Das Weitererzählen schlechter Erfahrungen kann fatale Folgen haben, wie das folgende Rechenbeispiel zeigt:
Nehmen wir an, sie haben pro Jahr 1.000 Bewerbungen. Nehmen wir weiterhin an, dass 70 Prozent davon eine zufriedenstellende, ehrlich gemeinte Antwort auf Ihre Bewerbung erhalten und dies einmal weitersagen. Damit hätten wir 700 positive Meldungen. 10 Prozent der 1.000 sind von der Reaktion des Unternehmens regelrecht begeistert, weshalb sie dies zweimal weitererzählen. Das macht nach Adam Riese 2 x 100 = 200 positive Meldungen. Jedoch: Zusammengezählt können diese 900 „Likes“ die restlichen 20 Prozent unzufriedene Kunden nicht „aufwiegen“. Denn 200 Bewerber, die ihren Ärger sechsmal weiter erzählen, machen zusammen 1.200 Negativaussagen über ein Unternehmen.

Fazit: „20 % unzufriedene Bewerber können schwerer wiegen als 80 % Zufriedene.“

Ich plädiere hier nicht für Heuchelei gegenüber den Bewerbern. Wenn jemand nicht passt, dann passt er nicht. Und der Gesetzgeber macht es bei unserem aktuellen Gleichstellungsgesetz den Unternehmen bei Absagen auch nicht einfach. Ich kenne allerdings, aus unseren letzten knapp 6 Jahren Erfahrung und vielen tausend Gesprächen, nicht einen Menschen der sich über ein ehrliches Feedback beschwert hat bzw. sogar geklagt hat.

Wir müssen uns immer wieder vor Augen führen – es geht um Menschen.
Kaufen wir Maschinen oder Autos, verbringen wir mehr Zeit bei der Auswahl. Neben dem Wert des Menschen an sich, kostet ein solcher Mitarbeiter teilweise viel mehr. Rechnen Sie einmal ein durchschnittliches Gehalt aus: Rechnen wir mal mit 80.000€/Jahr (den Arbeitgeberanteil mit eingerechnet), in 15 Jahren (ohne Steigerungen wie Renten, Versicherungen und mehr). Geschätzt insgesamt 1,2 Mio €. Und da schlampen wir? Da treffen wir Entscheidungen nach fünf Minuten Bewerbung lesen? Einen Menschen einstellen, kostet so viel wie drei Häuser hier im Westerwald.

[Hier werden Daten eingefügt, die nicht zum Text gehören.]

PR #4121, opened 2025-05-14
Maturity status: Automates sync from component-library [Fixes #3906]

### LINKED ISSUE #3906: Sync Maturity Levels - Integrate with Docs site
## Description
Using the *.tokens.json file created in [this ticket](https://github.com/department-of-veterans-affairs/vets-design-system-documentation/issues/3905), import the data into the Docs site and modify/create templates in order to pull maturity level data from the tokens file.

## Details
Format information for the *.tokens.json file can be found [here](https://tr.designtokens.org/format/#design-token-0). Data should be placed in [this folder](https://github.com/department-of-veterans-affairs/vets-design-system-documentation/tree/main/src/_data) in order to get 'picked up' by the Jekyll templates.

## Tasks
- [ ] Modify and/or create templates in the Docs site that can use the *.tokens.json data

## Acceptance Criteria
- [ ] The Docs site displays maturity level data for each component, sourced from the *.tokens.json file

humancompanion-usds:
## Summary

Adds a build task to create a smaller json file from component-docs.json, which comes from component-library. Updates sidenav and status badge to use that new file. Removes statuses for web-components while retaining using status for non-web-components.

## Related Issue

Closes #[3906](https://github.com/department-of-veterans-affairs/vets-design-system-documentation/issues/3906)

## Preview Environment Links

[Open Preview Environment](https://dev-design.va.gov/4121)


danbrady (approved):
This is working great for the doc site, so I'm good with approving it to fix that up. There's two things that I can think of that will need further research in order to have it update Figma:
* The JSON doesn't capture the maturity of non-web-components. They still need to have their front matter provided separately. (Perhaps this front matter can be pulled when then JSON is made?) With the current JSON though, we'd need a different way to update these components in Figma.
* We're very limited in Figma with what we can do with text that the JSON brings in. We can't perform any logic to transform `best_practice` to be `Best Practice`, to my knowledge. There may be some ways around this, but likely we'll have to massage the JSON a bit to figure out the right values for both channels.

Note: While the new gulp task code looks ok to me, I think one of the @department-of-veterans-affairs/platform-design-system-fe should validate.

config/gulp/json.js
```diff
@@ -13,7 +14,38 @@ gulp.task('move-json-data', function (done) {
...
+  const docs = JSON.parse(fs.readFileSync(inputPath, 'utf8'));
+  const result = {};
+  (docs.components || []).forEach(component => {
+    if (!component.tag || !component.docsTags) return;
+    let maturityCategory = null;
+    let maturityLevel = null;
+    component.docsTags.forEach(tag => {
+      if (tag.name === 'maturityCategory') maturityCategory = tag.text;
+      if (tag.name === 'maturityLevel') maturityLevel = tag.text;
+    });
```
jamigibbs, line 36: I think this logic is fine for what it's doing and I'm ok if it's merged as-is but I would probably prefer to see a more modern functional approach using `.filter` and `.reduce` instead of nested `forEach` statements. Something like:


```js
    (docs.components || [])
      .filter(component => component.tag && component.docsTags)
      .forEach(component => {
        // Extract maturity data in a single pass
        const maturityData = component.docsTags.reduce((data, tag) => {
          if (tag.name === 'maturityCategory') data.maturityCategory = tag.text;
          if (tag.name === 'maturityLevel') data.maturityLevel = tag.text;
          return data;
        }, {});
```

jamigibbs (approved):

PR #4137, opened 2025-05-15
Destigmatizing language for weight: Fixing link

laurenvocke-va:
## Summary

Fixing the first link under Additional resources. It wasn't linking in the live page although the preview looked okay; this may have been because of the vertical bar in the title, which is now a comma.


laurenvocke-va:
@DanielleThierryUSDSVA This PR is ready for your review. I fixed the first link under Additional resources - changed the vertical bar to a comma. The original link looked okay in the preview, but on the live page it isn't linked and the formatting is off. The issue most likely stems from that vertical bar so replacing it with the comma, I hope, should fix the issue.

danbrady (approved):

PR #4190, opened 2025-05-22
Action Links: Minor formatting for readability

danbrady:
## Preview Environment Links

[Open Preview Environment](https://dev-design.va.gov/4190)

### DIFF
--- a/src/_components/link/action.md
+++ b/src/_components/link/action.md
@@ -38,17 +38,17 @@ anchors:
 
 The action link is an eye-catching link to start a digital service. An action link entices users to take action. Example: Starting a benefit application.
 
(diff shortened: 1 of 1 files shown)


humancompanion-usds (commented):
Why are we renaming the variations in a non-standard way? I agree with putting the links-vs-buttons include back (not sure why that got removed; if I did that it was a mistake), but I deliberately called the component variations what they are titled. We should define component naming in a shared Copilot prompt.

danbrady:
Yeah, we should probably define a standard way to refer to components. I think part of the issue is that on the doc site and storybook, we organize components by category and then variation, like "Button - Segmented", but when we talk about them, we tend to use more natural language, like "Segmented Button."

We’re already doing that kind of thing on the current Button page:

> Avoid using many primary buttons on a single page or section.

> Use Primary for the most important action.

> Use big primary buttons for the only action.

While reviewing the Action Link guidance, I found it a bit hard to read when every variation was written out in full, like "Link - Action - Primary entry," "Link - Action - Primary," "Link - Action - Secondary." My intent was to simplify that by just referring to the variation name, since we’re already on the Action Link page and the base component felt implied. But I realize now that might just be my personal take.

I also didn’t realize at the time that this approach doesn’t match how the Storybook examples are named. So feel free to close this PR if it’s not working. No offense taken or meant! 😄  

That said, maybe it’s worth running the component pages through Copilot to help bring more consistency to naming and tone across the board?

PR #4295, opened 2025-06-10
Update button-labels.md: Removes inaccurate examples 

laurenvocke-va:
## Summary

Removed the examples at the end that fit links more than buttons. Combined the two like this/not this examples so they wouldn't split the bulleted list

## Related Issue

Issue 2013


laurenvocke-va:
@DanielleThierryUSDSVA This PR for the buttons guidance is ready for review. Both the style guide and components pages pull from this button page, so this should update in both areas. I removed the examples at the end that were more accurate for links and I also combined the two like this/not this examples so they wouldn't split the bulleted list. Thanks!

humancompanion-usds (approved):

All das lamentieren hilft nicht. Wie können wir es besser machen?
„Wenn nicht die liebe Zeit wäre und ich sonst noch so viel zu tun hätte.”
“Ich kann nicht alleine entscheiden.”
“Manchmal weiß ich einfach nicht wo mir der Kopf steht“

Gibt es irgendeine Patentlösung, noch eine Technik, noch eine Software??? Ich bin fest davon überzeugt, dass, wenn wir uns etwas bewusster mit dem Menschen hinter dem CV befassen und uns mental immer mal wieder auf „die andere Seite der Bewerbung begeben“, schon viel erreicht ist. Ein kurzer Griff zum Hörer, ein paar kurze (nicht standardisierte) Zeilen.
Ein ehrlich gemeintes „Alles gute“ oder der extra Weg in eine andere Abteilung.

Nehmen wir uns doch einfach vor, nur 3% besser zu werden bei dem was wir tun.
Wenn wir das alle tun, ist schon viel erreicht.